(Collected data)
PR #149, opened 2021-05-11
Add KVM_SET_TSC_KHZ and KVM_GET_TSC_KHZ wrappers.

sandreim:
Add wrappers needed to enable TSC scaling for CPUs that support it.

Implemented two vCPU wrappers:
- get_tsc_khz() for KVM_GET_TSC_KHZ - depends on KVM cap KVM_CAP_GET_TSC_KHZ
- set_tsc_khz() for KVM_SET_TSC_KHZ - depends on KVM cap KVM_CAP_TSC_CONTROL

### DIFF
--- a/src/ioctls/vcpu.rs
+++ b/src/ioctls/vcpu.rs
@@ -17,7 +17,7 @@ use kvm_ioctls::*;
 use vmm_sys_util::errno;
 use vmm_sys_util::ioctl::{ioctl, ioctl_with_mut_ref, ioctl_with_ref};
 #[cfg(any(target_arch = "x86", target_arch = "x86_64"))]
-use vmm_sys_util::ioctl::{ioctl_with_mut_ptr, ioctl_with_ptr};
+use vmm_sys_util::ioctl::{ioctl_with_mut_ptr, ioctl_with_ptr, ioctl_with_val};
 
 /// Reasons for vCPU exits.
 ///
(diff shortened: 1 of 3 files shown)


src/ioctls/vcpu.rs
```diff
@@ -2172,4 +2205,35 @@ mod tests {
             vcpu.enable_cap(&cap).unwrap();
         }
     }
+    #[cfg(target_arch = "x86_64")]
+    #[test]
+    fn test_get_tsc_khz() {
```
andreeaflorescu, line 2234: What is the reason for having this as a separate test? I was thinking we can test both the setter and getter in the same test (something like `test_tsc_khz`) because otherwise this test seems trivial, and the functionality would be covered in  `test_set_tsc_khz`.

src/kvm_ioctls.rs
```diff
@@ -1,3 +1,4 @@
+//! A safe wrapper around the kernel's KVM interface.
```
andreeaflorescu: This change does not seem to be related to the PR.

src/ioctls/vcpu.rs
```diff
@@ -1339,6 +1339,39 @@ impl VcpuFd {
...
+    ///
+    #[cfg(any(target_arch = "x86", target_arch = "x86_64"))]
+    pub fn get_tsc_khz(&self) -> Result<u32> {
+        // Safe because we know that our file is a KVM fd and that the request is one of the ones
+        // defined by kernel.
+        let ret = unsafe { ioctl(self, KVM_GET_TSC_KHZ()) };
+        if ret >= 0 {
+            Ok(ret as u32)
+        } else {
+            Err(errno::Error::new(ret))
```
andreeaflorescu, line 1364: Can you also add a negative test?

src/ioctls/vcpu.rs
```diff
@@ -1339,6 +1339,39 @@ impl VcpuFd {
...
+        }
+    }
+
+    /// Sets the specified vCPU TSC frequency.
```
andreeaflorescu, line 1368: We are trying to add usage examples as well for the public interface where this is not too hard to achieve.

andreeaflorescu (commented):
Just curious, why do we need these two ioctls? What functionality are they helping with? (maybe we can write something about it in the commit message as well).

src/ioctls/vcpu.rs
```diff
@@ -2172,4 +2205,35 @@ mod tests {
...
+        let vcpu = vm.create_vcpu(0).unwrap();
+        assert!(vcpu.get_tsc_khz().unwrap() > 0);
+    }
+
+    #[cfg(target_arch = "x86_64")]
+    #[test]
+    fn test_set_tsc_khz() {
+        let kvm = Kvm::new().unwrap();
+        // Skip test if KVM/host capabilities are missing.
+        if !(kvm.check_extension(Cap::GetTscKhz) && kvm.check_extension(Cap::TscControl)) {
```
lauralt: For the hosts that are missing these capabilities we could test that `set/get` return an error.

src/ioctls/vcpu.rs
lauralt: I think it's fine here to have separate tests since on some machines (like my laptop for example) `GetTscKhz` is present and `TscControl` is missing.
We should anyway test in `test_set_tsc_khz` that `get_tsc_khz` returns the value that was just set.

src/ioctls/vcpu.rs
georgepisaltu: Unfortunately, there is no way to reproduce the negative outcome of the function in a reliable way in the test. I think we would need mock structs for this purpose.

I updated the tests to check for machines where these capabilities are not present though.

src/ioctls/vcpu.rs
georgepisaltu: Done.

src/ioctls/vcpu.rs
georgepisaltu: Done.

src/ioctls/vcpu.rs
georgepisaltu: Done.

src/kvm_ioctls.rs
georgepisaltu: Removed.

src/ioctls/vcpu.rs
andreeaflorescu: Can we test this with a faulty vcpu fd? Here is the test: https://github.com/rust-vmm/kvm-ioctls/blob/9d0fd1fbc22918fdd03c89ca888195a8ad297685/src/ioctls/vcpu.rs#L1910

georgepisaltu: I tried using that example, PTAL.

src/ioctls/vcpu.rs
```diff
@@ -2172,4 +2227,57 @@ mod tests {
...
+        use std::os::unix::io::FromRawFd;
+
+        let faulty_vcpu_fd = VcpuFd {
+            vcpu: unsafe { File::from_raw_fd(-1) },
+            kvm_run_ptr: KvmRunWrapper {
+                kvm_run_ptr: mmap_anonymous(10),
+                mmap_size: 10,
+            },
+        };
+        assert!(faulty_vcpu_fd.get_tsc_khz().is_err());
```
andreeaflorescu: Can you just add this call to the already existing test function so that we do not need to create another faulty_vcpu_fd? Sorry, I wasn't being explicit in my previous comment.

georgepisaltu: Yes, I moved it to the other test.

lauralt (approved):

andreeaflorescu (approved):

- _INSTRUCTIONS TO FOLLOW_
Once you have read the entries, repeat them all exactly.

- _REPLY TO THE EXERCISE_
PR #149, opened 2021-05-11
Add KVM_SET_TSC_KHZ and KVM_GET_TSC_KHZ wrappers.

sandreim:
Add wrappers needed to enable TSC scaling for CPUs that support it.

Implemented two vCPU wrappers:
- get_tsc_khz() for KVM_GET_TSC_KHZ - depends on KVM cap KVM_CAP_GET_TSC_KHZ
- set_tsc_khz() for KVM_SET_TSC_KHZ - depends on KVM cap KVM_CAP_TSC_CONTROL

### DIFF
--- a/src/ioctls/vcpu.rs
+++ b/src/ioctls/vcpu.rs
@@ -17,7 +17,7 @@ use kvm_ioctls::*;
 use vmm_sys_util::errno;
 use vmm_sys_util::ioctl::{ioctl, ioctl_with_mut_ref, ioctl_with_ref};
 #[cfg(any(target_arch = "x86", target_arch = "x86_64"))]
-use vmm_sys_util::ioctl::{ioctl_with_mut_ptr, ioctl_with_ptr};
+use vmm_sys_util::ioctl::{ioctl_with_mut_ptr, ioctl_with_ptr, ioctl_with_val};
 
 /// Reasons for vCPU exits.
 ///
(diff shortened: 1 of 3 files shown)


src/ioctls/vcpu.rs
```diff
@@ -2172,4 +2205,35 @@ mod tests {
             vcpu.enable_cap(&cap).unwrap();
         }
     }
+    #[cfg(target_arch = "x86_64")]
+    #[test]
+    fn test_get_tsc_khz() {
```
andreeaflorescu, line 2234: What is the reason for having this as a separate test? I was thinking we can test both the setter and getter in the same test (something like `test_tsc_khz`) because otherwise this test seems trivial, and the functionality would be covered in  `test_set_tsc_khz`.

src/kvm_ioctls.rs
```diff
@@ -1,3 +1,4 @@
+//! A safe wrapper around the kernel's KVM interface.
```
andreeaflorescu: This change does not seem to be related to the PR.

src/ioctls/vcpu.rs
```diff
@@ -1339,6 +1339,39 @@ impl VcpuFd {
...
+    ///
+    #[cfg(any(target_arch = "x86", target_arch = "x86_64"))]
+    pub fn get_tsc_khz(&self) -> Result<u32> {
+        // Safe because we know that our file is a KVM fd and that the request is one of the ones
+        // defined by kernel.
+        let ret = unsafe { ioctl(self, KVM_GET_TSC_KHZ()) };
+        if ret >= 0 {
+            Ok(ret as u32)
+        } else {
+            Err(errno::Error::new(ret))
```
andreeaflorescu, line 1364: Can you also add a negative test?

src/ioctls/vcpu.rs
```diff
@@ -1339,6 +1339,39 @@ impl VcpuFd {
...
+        }
+    }
+
+    /// Sets the specified vCPU TSC frequency.
```
andreeaflorescu, line 1368: We are trying to add usage examples as well for the public interface where this is not too hard to achieve.

andreeaflorescu (commented):
Just curious, why do we need these two ioctls? What functionality are they helping with? (maybe we can write something about it in the commit message as well).

src/ioctls/vcpu.rs
```diff
@@ -2172,4 +2205,35 @@ mod tests {
...
+        let vcpu = vm.create_vcpu(0).unwrap();
+        assert!(vcpu.get_tsc_khz().unwrap() > 0);
+    }
+
+    #[cfg(target_arch = "x86_64")]
+    #[test]
+    fn test_set_tsc_khz() {
+        let kvm = Kvm::new().unwrap();
+        // Skip test if KVM/host capabilities are missing.
+        if !(kvm.check_extension(Cap::GetTscKhz) && kvm.check_extension(Cap::TscControl)) {
```
lauralt: For the hosts that are missing these capabilities we could test that `set/get` return an error.

src/ioctls/vcpu.rs
lauralt: I think it's fine here to have separate tests since on some machines (like my laptop for example) `GetTscKhz` is present and `TscControl` is missing.
We should anyway test in `test_set_tsc_khz` that `get_tsc_khz` returns the value that was just set.

src/ioctls/vcpu.rs
georgepisaltu: Unfortunately, there is no way to reproduce the negative outcome of the function in a reliable way in the test. I think we would need mock structs for this purpose.

I updated the tests to check for machines where these capabilities are not present though.

src/ioctls/vcpu.rs
georgepisaltu: Done.

src/ioctls/vcpu.rs
georgepisaltu: Done.

src/ioctls/vcpu.rs
georgepisaltu: Done.

src/kvm_ioctls.rs
georgepisaltu: Removed.

src/ioctls/vcpu.rs
andreeaflorescu: Can we test this with a faulty vcpu fd? Here is the test: https://github.com/rust-vmm/kvm-ioctls/blob/9d0fd1fbc22918fdd03c89ca888195a8ad297685/src/ioctls/vcpu.rs#L1910

georgepisaltu: I tried using that example, PTAL.

src/ioctls/vcpu.rs
```diff
@@ -2172,4 +2227,57 @@ mod tests {
...
+        use std::os::unix::io::FromRawFd;
+
+        let faulty_vcpu_fd = VcpuFd {
+            vcpu: unsafe { File::from_raw_fd(-1) },
+            kvm_run_ptr: KvmRunWrapper {
+                kvm_run_ptr: mmap_anonymous(10),
+                mmap_size: 10,
+            },
+        };
+        assert!(faulty_vcpu_fd.get_tsc_khz().is_err());
```
andreeaflorescu: Can you just add this call to the already existing test function so that we do not need to create another faulty_vcpu_fd? Sorry, I wasn't being explicit in my previous comment.

georgepisaltu: Yes, I moved it to the other test.

lauralt (approved):

andreeaflorescu (approved):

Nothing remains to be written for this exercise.